Leyendas Mexicanas (2ª Parte)

La calle del Indio Triste


Esta leyenda data de los tiempos en que inició la colonización de México, y está relacionada con el fuerte impacto que tuvo la llegada de los extranjeros y el choque cultural con las civilizaciones indígenas.


Cuentan que en los tiempos de la Colonia, cuando la ocupación Española arrasó con las instituciones, costumbres y religión de los indios, Cuauhtzín, un miembro de la nobleza antigua vagaba por las calles impotente y triste pero al mismo tiempo lleno de ira. El ver a su antigua Tenochtitlán totalmente cambiada, adoptando nuevas costumbres y con su pueblo al servicio de los extranjeros era demasiado para él. Un día, en el que se encontraba especialmente pensativo decidió dejar de deambular y se sentó sobre un montón de escombros en la esquina del templo de Azaxácatl.


Su pesadumbre y melancolía eran tales que pocos se atrevían a interrumpir su letargo. Así pasaba los días, cabizbajo y meditabundo. Los españoles lo llamaban indio flojo y borracho, pero él no reaccionaba y, en caso de verse forzado a dejar su esquina, siempre regresaba a su lugar habitual. La leyenda no nos cuenta cómo sobrevivía en aquellas condiciones pero si asegura que su presencia era constante y su ánimo no cambiaba.

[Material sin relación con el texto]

PR #4392, opened 2026-06-17
fix(agent): make tool microcompaction configurable

yu-xin-c:
## Summary

- add `agents.defaults.microcompactToolResults` so cache-sensitive deployments can disable dynamic tool-result microcompaction
- thread the setting through the main agent runner, subagents, and consolidation token probes
- apply the same microcompact behavior to `estimate_session_prompt_tokens` when enabled, so `/status` and consolidation decisions match runner input
- document the prompt-cache tradeoff and add regression coverage

This addresses the microcompact/cache-stability facet of #4222. It also covers the token-estimation mismatch targeted by #4254, while adding the missing opt-out for deployments where prompt-cache prefix stability is more valuable than reducing replayed tool-result tokens.

## Tests

- `uv run pytest tests/agent/test_runner_governance.py tests/agent/test_max_messages_config.py tests/agent/test_consolidator.py tests/agent/test_loop_consolidation_tokens.py tests/agent/test_loop_runner_integration.py tests/agent/test_unified_session.py tests/agent/test_subagent.py tests/agent/tools/test_subagent_tools.py -q`
- `git diff --check`
- `uv run pytest -q` -> 4286 passed, 3 skipped; one unrelated local failure in `tests/tools/test_mcp_probe.py::test_probe_uses_default_port_for_http` because this machine resolves/connects `unreachable-host.test` instead of treating it as unreachable


chengyongru (commented):

## Summary

Makes tool-result microcompaction configurable via a new `microcompactToolResults` config field (default `true`). Threads the flag through `AgentLoop` → `AgentRunner.run()` → `Consolidator._maybe_microcompact_tool_results` and `SubagentManager`. Adds tests and documentation.

## What is done well

- **Backward compatible**: defaults to `True`, preserving existing behavior for all users who don't opt out.
- **Consistent threading pattern**: follows the same approach as `max_tool_result_chars` and similar scalar configs — passed as explicit constructor args through the component chain.
- **Test coverage is thorough**: runner runtime path, consolidator token-estimation path, schema defaults, camelCase/snake_case acceptance, and loop-level propagation are all covered.
- **Documentation is clear**: explains the prompt-cache tradeoff and when to disable.
- **Well-scoped**: references issues #4222 (cache stability) and #4254 (token estimation mismatch) and correctly spans both the runner and consolidator sides.

## Observations

- No blocking concerns. The flag threading is slightly verbose (added as a constructor param to 5+ components), but this is consistent with how other scalar configs in the nanobot codebase are wired. If the number of such flags grows, a config object/struct pattern could eventually reduce boilerplate — but that's a future concern.
- The `from_config` factory correctly propagates the new setting through all affected subsystems.

maximilize:
Verified against #4222 and on the branch. `microcompactToolResults` defaults to `true` (behavior preserved) and threads cleanly through `from_config` → loop/consolidator/subagent/runner. Key point: `estimate_session_prompt_tokens` now mirrors `_microcompact`, which `main` doesn't — confirming the inflated /status + consolidation estimates were real. Ran `tests/agent/` (1157 passed) + ruff clean. Minor non-blocker: the estimate still ignores the later tool-budget/snip steps, so it can diverge slightly (pre-existing, out of scope). LGTM, modulo maintainer approval.

chengyongru:
Thanks for the detailed patch and tests. I'm closing this because the issue it was attached to has been resolved through a different design path.

#4222 is closed by #4582 for the replay-window side, and #4238 already changed the microcompaction side so old tool results are not compacted just because they aged past a fixed count. Current `main` only compacts in-flight tool results under actual context pressure, which preserves prompt-cache stability in the normal under-budget path without adding another user-facing policy knob.

Adding `agents.defaults.microcompactToolResults` would now expose an internal context-governance switch that overlaps with replay retention / consolidation behavior and could disable a last-resort overflow guard. The branch is also stale against current `main` and conflicts in the runner/config tests touched by #4238/#4582. If we find a remaining concrete mismatch, the better follow-up is a small PR against the current `ContextGovernor` behavior, not a public opt-out setting tied to #4222.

La gente que pasaba por ahí comenzó a habituarse a su presencia, tanto que lo empezaron a considerar como punto de referencia para la calle en que se ubicaba, a la que llamaban, ‘la calle del indio triste’. Cuentan que, un día, en la esquina que siempre ocupaba ya no se encontró al indio Cuauhtzín. En su lugar, estaba una estatua de piedra en la misma postura que el indio adoptaba. Nadie supo qué sucedió con el indio triste. El rumor se diseminó rápidamente contando la historia de que el indio se había convertido en piedra. Fue tal la fama de este suceso, que la calle se continuó llamando así hasta la época moderna del Distrito Federal.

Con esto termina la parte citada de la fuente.